Reader Rachel asked about contemporary YA novels in the comments a few weeks ago:

In our writing group, we have been talking about whether or not it is harder to find an agent and/or sell our YA manuscripts if they are contemporary romance/realistic vs. paranormal or fantasy. What are your thoughts on this? If it is more difficult, is there anything that does happen to work particularly well or would make a manuscript more saleable within the contemporary genre?

contemporary ya
Romance is a huge hook in contemporary YA.

I know that I got into Young Adult fiction and into reading and into writing and into agenting because of contemporary young adult fiction. I was always more of a Sara Zarr, John Green, Jenny Han, Laurie Halse Anderson reader than I was a fantasy or paranormal fan. And when I started looking at the market, there were a lot of contemporary YA novels on shelves and doing well.

Current Trends in Young Adult Fiction

But today’s kidlit market, which got going in earnest over a decade ago with HARRY POTTER and has now been given another injection of money and attention by the TWILIGHT franchise, has always been anchored in fantasy and paranormal. And that’s where the trends — somewhat unfortunately for me and my contemporary YA tastes — all seem to be going. Even if there’s no outright fantasy, magic, or paranormal element, YA novels would rather be set in dystopian times than in the good old real world.

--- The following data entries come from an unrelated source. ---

PR #3693, opened 2025-02-13
feat(BA-442): Distribute model service replica containers whenever possible

### LINKED ISSUE #3349: Develop logic to distribute model service replica containers across different GPU servers whenever possible
## Motivation  

If a scaling group is used for both training and inference, the current pending session scheduling policy of the AgentSelector alone is not sufficient.

For example, there was a customer who wanted to use the **ConcentratedAgentSelector** for training to maximize the number of available GPUs by default, while selectively using the **Dispersed** policy for inference to ensure availability.

## Required Features

- One way to implement the requirement is to add additional branching in `SchedulerDispatcher._schedule_in_sgroup` based on a specific flag or option. For example, instead of simply loading the scheduler corresponding to the `AgentSelectionStrategy`, we could load a **Dispersed** type scheduler if the `PendingSession` is of the **Inference** type (Additionally we could apply further optimizations such as applying Concentrated strategy if there are no related RoutingRows.)

### **IMPACT**  

- However, adding branching can increase the complexity of the scheduling logic.It might be a better choice to introduce an appropriate abstraction layer or explore alternative solutions.

### **TESTING SCENARIOS**  

- Appropriate test code should be added to `test_scheduler.py` to test this PR.

jopemachine:
Resolves #3349 ([BA-442](https://lablup.atlassian.net/browse/BA-442)).

[BA-442]: https://lablup.atlassian.net/browse/BA-442?atlOrigin=eyJpIjoiNWRkNTljNzYxNjVmNDY3MDlhMDU5Y2ZhYzA5YTRkZjUiLCJwIjoiZ2l0aHViLWNvbS1KU1cifQ

### DIFF
--- a/src/ai/backend/manager/scheduler/agent_selector.py
+++ b/src/ai/backend/manager/scheduler/agent_selector.py
@@ -164,7 +164,10 @@ class ConcentratedAgentSelector(BaseAgentSelector[NullAgentSelectorState]):
     @property
     @override
     def config_iv(self) -> t.Dict:
-        return t.Dict({"dispersion": t.Dict(t.String, t.Int())}).allow_extra("*")
+        return t.Dict({
+            t.Key("dispersions", optional=True, default=None): t.Null
+            | t.Mapping(t.String, t.Int()),
+        }).allow_extra("*")
 
     @override
     @classmethod
@@ -195,7 +198,7 @@ class ConcentratedAgentSelector(BaseAgentSelector[NullAgentSelectorState]):
             ],
         )
 
-        if dispersions_at_endpoint := self.config.get("dispersion"):
+        if dispersions_at_endpoint := self.config.get("dispersions"):
             agents = sorted(agents, key=lambda agent: dispersions_at_endpoint.get(agent.id, 0))
 
         return agents[0].id
--- a/src/ai/backend/manager/scheduler/agent_selector.py
+++ b/src/ai/backend/manager/scheduler/agent_selector.py
@@ -189,24 +189,27 @@ class ConcentratedAgentSelector(BaseAgentSelector[NullAgentSelectorState]):
         resource_priorities = sort_requested_slots_by_priority(
             requested_slots, self.agent_selection_resource_priority
         )
-        agents = sorted(
+
+        # When not using enforce_spreading_endpoint_replica, treat all agent kernel counts as 0.
+        kernel_counts_at_same_endpoint = (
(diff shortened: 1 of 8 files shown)


src/ai/backend/manager/scheduler/agent_selector.py
```diff
@@ -189,7 +199,14 @@ async def select_agent(
...
             ],
         )
-        return chosen_agent.id
+
+        if self.sgroup_opts.enforce_spreading_endpoint_replica:
+            if kernel_counts_at_same_endpoint := self.config.get("kernel_counts_at_same_endpoint"):
+                agents = sorted(
+                    agents, key=lambda agent: kernel_counts_at_same_endpoint.get(agent.id, 0)
+                )
+
```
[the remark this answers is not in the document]
jopemachine: The two sorting operations performed here are intentional, prioritizing availability over the Concentrated strategy.
However, if availability does not always have to take precedence over the Concentrated strategy, it should be changed to a single sorting operation as suggested by Copilot, and a concrete strategy should be established.

tests/manager/scheduler_utils.py
```diff
@@ -152,6 +152,7 @@ def create_mock_session(
     status_data: dict[str, Any] | None = None,
     kernel_opts: Sequence[KernelOpt] | None = None,
     priority: int = SESSION_PRIORITY_DEFAULT,
+    type: SessionTypes = SessionTypes.BATCH,
```
HyeockJinKim: Don't use `type` name.

src/ai/backend/manager/scheduler/dispatcher.py
```diff
@@ -408,25 +461,59 @@ def _pipeline(r: Redis) -> RedisPipeline:
...
+            global_scheduler_opts = self.shared_config["plugins"]["scheduler"].get(
+                scheduler_name, {}
+            )
+        scheduler_config = {**global_scheduler_opts, **sgroup_opts.config}
+
+        return load_scheduler(scheduler_name, sgroup_opts, scheduler_config)
+
+    async def _load_agent_selector(self, args: LoadAgentSelectorArgs) -> AbstractAgentSelector:
+        db_sess = args.db_sess
+        _scheduler_name, sgroup_opts = await self._get_scaling_group_data(db_sess, args.sgroup_name)
```
HyeockJinKim: Do you need to read `sgroup_opts` every time?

Not only do I know this from observation of bookstore shelves and publishers’ upcoming catalogues, but I’ve heard countless editors discussing how difficult it is to get a straight contemporary YA novel through their acquisitions committees. Apparently, contemporary realism isn’t much of a sales hook these days, unless either the voice or the subject matter is simply irresistible. Some publishers are, obviously, more interested in this genre than others, but the going still seems to be much tougher now than it was a few years ago.

What Makes Contemporary YA More Appealing to Agents and Editors?

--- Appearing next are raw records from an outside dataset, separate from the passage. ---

Issue #3418, opened 2025-01-09
Revamp ContainerRegistry API


jopemachine:
Follow-up to #1917.

## Motivation  

- In PR #1917, there was some confusion as the `ContainerRegistryNode` API was changed to no longer use `graphene.InputObjectType`. Let's revert to using `graphene.InputObjectType` for accepting arguments.
- Additionally, PR #3067 implements an API to establish the relationship between `container_registries` and `groups`, and discussions have been held for a more intuitive API design. Let's update the API according to the decision. This will be a breaking change.

## Objective  

- Let's update the API according to the decision.

## Details  

1. First, let's update the `ContainerRegistry` API.
1. Next, let's update APIs for adding and removing associations.

## Impact  

- The WebUI and ControlPanel client code must be updated accordingly.

Mizokuiam:
Thank you for raising this issue! I'll look into it and try to help if I can.

jopemachine:
> Thank you for raising this issue! I'll look into it and try to help if I can.

I appreciate your interest in the issue. 
But, this issue will include breaking changes and needs to be addressed promptly as a prerequisite for other PRs.

So, I would appreciate it if you could look into other issues instead.

PR #3697, opened 2025-02-13
fix(BA-749): Handle `None` arguments properly in `ContainerRegistryNode` GQL API

### LINKED ISSUE #3698: `None` value fields are not being handled correctly in `ContainerRegistryNode` GQL
## Summary  

- Values in the database should not be changed when no value is provided.

## Steps to Reproduce  

1. Update the registry information in the WebUI and call the ModifyContainerRegistryNode API.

So what can writers of contemporary YA novels do in order to make their books more saleable? Well, YA romance is a huge hook. I think it’s the number one thing that girls (especially) and boys (in the John Green vein, not in the flowery sense) are interested in as teenagers. So every contemporary manuscript I look at should have, if not a flat-out romantic relationship, at least some romantic interest. The teenage years are a time when everything from friendships to family gets complicated, so you have to really play up on those themes and relationships when writing teenage characters.

And you do have to have a really strong hook. It’s not enough to just have a story of one girl’s senior year as she experiences different relationships and events at school. “Coming of age” is no longer a great sales hook, because every book for the kidlit market is, in one way or another, a coming of age story.

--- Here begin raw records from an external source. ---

PR #3714, opened 2025-02-16
feat(BA-759): Revamp api handler

### LINKED ISSUE #3713: Revamp 'api_handler()'
## Motivation  

In version 25.02, we introduced the `ai.backend.common.api_handlers` module to standardize HTTP API handler functions. However, the module has several issues that need to be addressed:

- The name of a generic type variable `T`  does not follow Python naming conventions
- The `_parse_and_execute_handler()` function only accepts `ai.backend.common.APIResponse` objects
- The module does not support `aiohttp.web.StreamResponse` as a return type for API handlers, despite `aiohttp.web.Response` being a subclass of `StreamResponse`
- The type checking implementation for API handler responses is incorrect
- **API handler signatures are validated at runtime when handling requests**, rather than during static analysis or server initialization
- Even when the request is valid, an 'Invalid parameter' error may be raised **if the API handler is incorrectly defined**.

fregataa:
resolves #3713 (BA-759)


src/ai/backend/common/api_handlers.py
```diff
@@ -156,6 +184,7 @@ def status_code(self) -> int:
 
 
 _ParamType: TypeAlias = BodyParam | QueryParam | PathParam | HeaderParam | MiddlewareParam
+_ValidatorType: TypeAlias = BodyParam | QueryParam | PathParam | HeaderParam | type[MiddlewareParam]
```
seedspirit: Just a question, what is the difference between two?

src/ai/backend/common/api_handlers.py
```diff
@@ -249,15 +276,70 @@ async def _parse_and_execute_handler(
...
+
+def _register_parameter_validator(
+    signature: Signature,
+    *,
+    handler_name: str,
+) -> dict[str, _ValidatorType]:
+    signature_validator_map: dict[str, _ValidatorType] = {}
+    for name, param in signature.parameters.items():
+        if param.annotation is inspect.Parameter.empty:
+            raise ValueError(f"Empty type hint is not allowed (handler:{handler_name},name:{name})")
```
seedspirit: Defining and using a custom error rather than simply using ValueError would be better for future error convention modification

src/ai/backend/common/api_handlers.py
```diff
@@ -249,15 +276,70 @@ async def _parse_and_execute_handler(
...
+        signature_validator_map[name] = param_instance
+    return signature_validator_map
+
+
+async def _serialize_parameter(
+    request: web.Request, param_instance_or_class: _ValidatorType
+) -> _ParamType:
+    param_instance: _ParamType
+    match param_instance_or_class:
+        case PathParam() | BodyParam() | HeaderParam() | QueryParam():
```
seedspirit: I would like to ask why you changed from comparing classes to comparing instances?

src/ai/backend/common/api_handlers.py
```diff
@@ -249,15 +276,70 @@ async def _parse_and_execute_handler(
...
+                param_instance = await param_instance_or_class.validate_request(request)
+            except ValidationError as e:
+                raise InvalidAPIParameters(str(e))
+        case _:
+            try:
+                param_instance = param_instance_or_class.from_request(request)
+            except ValidationError:
+                raise MiddlewareParamParsingFailed(
+                    f"Failed while parsing {param_instance_or_class}"
+                )
```
seedspirit: I think there might be some confusion because MiddlewareParamParsingFailed is thrown in all cases of non_ValidatorType - are we trusting the type checker to assume a non_ValidatorType class or instance is coming in?

src/ai/backend/common/api_handlers.py
```diff
@@ -249,15 +276,70 @@ async def _parse_and_execute_handler(
...
+
+def _parse_response(response: ResponseType) -> web.StreamResponse:
+    match response:
+        case APIResponse():
+            return web.json_response(
+                data=response.to_json,
+                status=response.status_code,
+            )
+        case _:
+            return response
```
seedspirit: The initial intent was to only use `APIResponse`, so that only responses of a certain shape (the shape that has a Pydantic Model and a status_code field) are returned. Would it be better to be a little more flexible and allow other kinds of responses to be received?

src/ai/backend/common/api_handlers.py
fregataa: You can initialize all `...Param` types before evaluating request data except `MiddlewareParam`, which requires input data for initializing. `_ValidatorType` represents the types that can evaluate and validate input data.

src/ai/backend/common/api_handlers.py
fregataa: This error occurs when bootstrapping the server, not on runtime if any API handler function is defined incorrectly. You can test it

src/ai/backend/common/api_handlers.py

Examples of Contemporary YA Novels

SWEETHEARTS by Sara Zarr: The only boy a girl ever loved disappeared and she thought he was dead, until she gets a mysterious message.
13 REASONS WHY by Jay Asher: After a classmate’s suicide, the boy who had a crush on her must put together what happened with thirteen cassette tapes that show up on his doorstep, tapes she sent before her death.
BACK WHEN YOU WERE EASIER TO LOVE by Emily Wing Smith (coming Spring 2011 from Dutton): A girl’s hipster boyfriend up and leaves their conservative Utah town, and she follows him, part of her still thinking they’ll pick up where they left off.
PAPER TOWNS by John Green: A boy follows a trail of mysterious clues left by the alluring neighborhood girl who disappeared one day.
LIVING DEAD GIRL by Elizabeth Scott: A girl kidnapped and trapped by a monster of a man has to find hope and sanity and, finally, escape.
SORTA LIKE A ROCK STAR by Matthew Quick: An upbeat, spiritual girl hides the fact that she’s homeless while helping everyone else with their problems, until her mother dies and she can’t hide anymore.
WINTERGIRLS by Laurie Halse Anderson: After anorexia killed her best friend, a girl has to struggle with whether or not she, too, will succumb to the disease that still has its hooks in her.

Contemporary YA with a Fantasy Element

IF I STAY by Gayle Forman: A girl left in a coma after a horrendous accident that kills her family must decide between following them and living without them. (There’s also a huge romantic element here.)
BEFORE I FALL by Lauren Oliver: A girl killed in a car accident gets the chance to relive her last day in order to try and change her fate.

The Defining Element Is…

What sets all of these books apart, in my mind, is character, voice, and one high-concept element in the plot that makes the premise a great read. I do think a romantic element, or at least an unrequited crush, is vital to a contemporary YA novel…teens care more about friendships and the possibility of romance than they do about most other things in their lives. Other than that, character, voice, and a high-concept idea are what will really make the difference in this market.

Are you working on contemporary YA novel? YA is my favorite category to edit, and I’d love to be your young adult editor.

30 Replies to “Is Contemporary YA a Difficult Market?”

  1. Thanks for the insightful post! This might be a silly question, but does contemporary generally refer to serious subject matter (anorexia, suicide, etc)? Or would you call a lighter, romantic story contemporary as well? (For example, the soon-to-be-released Anna and the French Kiss by Stephanie Perkins.)

  2. I think this is a great question and one you’ve answered very well, Mary.

    While I do see the market place becoming largely saturated with paranormal/fantasy, I have noticed what seems to be a renewed interest in contemporary. I don’t know if this is from editors, but I certainly see it in a lot of readers. There are plenty of people who are getting kind of tired of so much focus on the paranormal, so a refreshing contemporary — like the ones you listed — are a very welcome change. I only hope editors and acquisitions committees see this, as well. I know I find it nice just to read straight romance that isn’t bogged down by paranormal drama.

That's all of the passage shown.